» **TASK INSTRUCTIONS**:
Among the entries below, find the lines holding "buffered" and copy them.

(Collected data entries)

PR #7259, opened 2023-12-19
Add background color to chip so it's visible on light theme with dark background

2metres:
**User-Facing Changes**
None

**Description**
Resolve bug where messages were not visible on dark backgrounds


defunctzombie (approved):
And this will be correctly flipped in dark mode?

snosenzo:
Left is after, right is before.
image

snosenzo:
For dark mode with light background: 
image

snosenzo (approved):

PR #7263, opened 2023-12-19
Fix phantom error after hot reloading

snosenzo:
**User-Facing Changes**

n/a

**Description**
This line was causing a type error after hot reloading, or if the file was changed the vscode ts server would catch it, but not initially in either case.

---

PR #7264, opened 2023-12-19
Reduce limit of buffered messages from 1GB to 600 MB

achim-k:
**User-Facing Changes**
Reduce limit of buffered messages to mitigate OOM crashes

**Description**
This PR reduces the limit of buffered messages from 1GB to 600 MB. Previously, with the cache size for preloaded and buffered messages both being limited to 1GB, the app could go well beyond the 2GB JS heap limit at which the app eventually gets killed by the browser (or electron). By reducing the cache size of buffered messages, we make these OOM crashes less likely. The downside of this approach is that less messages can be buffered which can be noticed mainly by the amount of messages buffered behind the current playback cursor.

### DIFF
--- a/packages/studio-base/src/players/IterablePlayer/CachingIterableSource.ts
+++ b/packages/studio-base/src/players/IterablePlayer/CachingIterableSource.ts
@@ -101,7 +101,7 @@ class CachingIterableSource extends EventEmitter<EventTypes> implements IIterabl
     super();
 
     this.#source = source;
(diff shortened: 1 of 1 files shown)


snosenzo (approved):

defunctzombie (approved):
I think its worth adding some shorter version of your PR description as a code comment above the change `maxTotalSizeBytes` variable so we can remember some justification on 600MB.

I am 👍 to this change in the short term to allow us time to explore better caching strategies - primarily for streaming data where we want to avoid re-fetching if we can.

--

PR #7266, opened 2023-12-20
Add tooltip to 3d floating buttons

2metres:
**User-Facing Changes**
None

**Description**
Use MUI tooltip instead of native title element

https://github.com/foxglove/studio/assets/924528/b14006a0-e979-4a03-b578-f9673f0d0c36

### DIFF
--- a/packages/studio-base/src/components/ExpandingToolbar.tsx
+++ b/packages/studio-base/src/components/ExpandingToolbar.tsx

» **WRITTEN RESPONSE**:
Reduce limit of buffered messages from 1GB to 600 MB
Reduce limit of buffered messages to mitigate OOM crashes
This PR reduces the limit of buffered messages from 1GB to 600 MB. Previously, with the cache size for preloaded and buffered messages both being limited to 1GB, the app could go well beyond the 2GB JS heap limit at which the app eventually gets killed by the browser (or electron). By reducing the cache size of buffered messages, we make these OOM crashes less likely. The downside of this approach is that less messages can be buffered which can be noticed mainly by the amount of messages buffered behind the current playback cursor.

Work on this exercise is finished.